Hypercube-Based Retrieval-Augmented Generation for Scientific Question-Answering
- URL: http://arxiv.org/abs/2505.19288v2
- Date: Mon, 04 Aug 2025 00:07:30 GMT
- Title: Hypercube-Based Retrieval-Augmented Generation for Scientific Question-Answering
- Authors: Jimeng Shi, Sizhe Zhou, Bowen Jin, Wei Hu, Runchu Tian, Shaowen Wang, Giri Narasimhan, Jiawei Han,
- Abstract summary: Large language models (LLMs) often need to incorporate external knowledge to solve theme-specific problems.<n>We introduce a multi-dimensional (cube) structure, Hypercube, which can index and allocate documents in a pre-defined multi-dimensional space.<n>We propose Hypercube-RAG, a novel RAG framework for precise and efficient retrieval.
- Score: 28.5019721421147
- License: http://arxiv.org/licenses/nonexclusive-distrib/1.0/
- Abstract: Large language models (LLMs) often need to incorporate external knowledge to solve theme-specific problems. Retrieval-augmented generation (RAG) has shown its high promise, empowering LLMs to generate more qualified responses with retrieved external data and knowledge. However, most RAG methods retrieve relevant documents based on either sparse or dense retrieval methods or their combinations, which overlooks the essential, multi-dimensional, and structured semantic information present in documents. This structured information plays a critical role in finding concise yet highly relevant information for domain knowledge-intensive tasks, such as scientific question-answering (QA). In this work, we introduce a multi-dimensional (cube) structure, Hypercube, which can index and allocate documents in a pre-defined multi-dimensional space. Built on the hypercube, we further propose Hypercube-RAG, a novel RAG framework for precise and efficient retrieval.

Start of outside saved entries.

PR #743, opened 2026-08-15
fix: propagate a failed secrets-generation bump so revokes really take effect (#737)

### LINKED ISSUE #737: A revoked token can stay live because the reload signal write is discarded
## Problem

`bump_secrets_generation` discards the result of `write_registry`. Per its own doc comment, that write is the sole mechanism that makes a running gateway reload after a keychain-only change.

All three callers return `Ok` immediately afterwards, so a failed bump is invisible to the caller and to the user.

**Where:**

- `src-tauri/src/desktop.rs:2961-2966` (`bump_secrets_generation`)
- Callers: `set_auth_token`, `clear_auth_token`, `authenticate_oauth`

## Failure scenario

A user clicks "Clear token" to revoke a leaked bearer. The keychain delete succeeds. `registry::update` then fails, because the cross-process registry lock is held by a running gateway or the disk is full. The command returns `Ok`, the UI shows the token as removed, and the already-running gateway never reloads. It keeps serving requests with the credential the user believes they just revoked.

The same path makes a fresh OAuth sign-in silently not take effect, leaving the user looking at 401s from a server they just authenticated against.

## Acceptance criteria

- A failed generation bump is propagated to the caller.
- The revoke and sign-in commands do not report success when the running gateway was never told.
- Consider whether the keychain half should be reported as done, since it did succeed; the user needs to know the exact state either way.
- A test covers a failed bump for at least the clear-token path.
- `npm run test:rust` passes.

aryansk:
## What

Fixes #737 — a failed secrets-generation bump was invisible. `bump_secrets_generation` discarded the result of `write_registry`, so when the cross-process registry lock was held (or the disk was full), `clear_auth_token` / `set_auth_token` / `authenticate_oauth` returned `Ok` and the running gateway kept serving the credential the user believed they just revoked (or never picked up a fresh OAuth sign-in).

## Fix

- `bump_secrets_generation` now returns `Result<(), String>` and propagates the registry-write error.
- All three callers surface it with a message that states the exact state: the keychain half **succeeded**, the gateway reload **failed** — e.g. `"The token was removed from the keychain, but could not reload the running gateway after the secret change: <detail>; the running gateway may still serve it"`. The commands no longer report success when the running gateway was never told.
- The registry test env lock (`REGISTRY_ENV_LOCK`) moved out of the test module so the desktop tests can share it (the `TOOLPORT_REGISTRY` env var is process-global).

## Validation

- New test `bump_secrets_generation_propagates_registry_write_failure` covers the clear-token path's failed bump (registry save fails fast via a directory at the registry path) — **fails against the pre-fix swallow version**, passes now.
- New test `bump_secrets_generation_increments_generation_on_disk` covers the happy path (persisted generation increments, which is what triggers the gateway's file-watcher reload).
- `npm run test:rust` equivalent passes: lib **1020 passed / 0 failed** (incl. the 2 new tests), bins & integration **1375 passed / 0 failed**.

> [!NOTE]
> ### Fix `bump_secrets_generation` to propagate registry write failures so token revokes take effect
> - `bump_secrets_generation` in [desktop.rs](https://github.com/tsouth89/toolport/pull/743/files#diff-fe6823673f9c91b7a17eb4b96e5bc54bc3c58e75d02ae0a2d2fae6f7ce03ecd5) previously swallowed registry write errors; it now returns `Result<(), String>` and propagates failures to callers.
> - `set_auth_token`, `clear_auth_token`, and `authenticate_oauth` Tauri commands now surface user-facing error messages when the gateway reload signal fails after a token change, instead of silently succeeding.
> - A new `clear_auth_token_inner` helper consolidates the clear-token flow with distinct error messages for keychain vs. reload failures.
> - The frontend [SecretsDialog.tsx](https://github.com/tsouth89/toolport/pull/743/files#diff-4f221815d69310fc5fbc26d8fba9b6981352fd1e0a2e281d9a04fc34882c4350) now calls `refreshStatus` after a failed `clearAuthToken` to re-sync the vaulted badge with actual keychain state.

Given a query, Hypercube-RAG first decomposes it based on its entities, phrases, and topics along with pre-defined hypercube dimensions, and then retrieves relevant documents from cubes by aligning these decomposed components with corresponding dimensions. Experiments on three datasets across different domains demonstrate that our method improves response accuracy by 3.7% and retrieval accuracy by 5.3% over the strongest RAG baseline. It also boosts retrieval efficiency (speed) by one or two magnitudes faster than graph-based RAG. Notably, our Hypercube-RAG inherently offers explainability by revealing those underlying dimensions used for retrieval. The code and data are available at https://github.com/JimengShi/Hypercube-RAG.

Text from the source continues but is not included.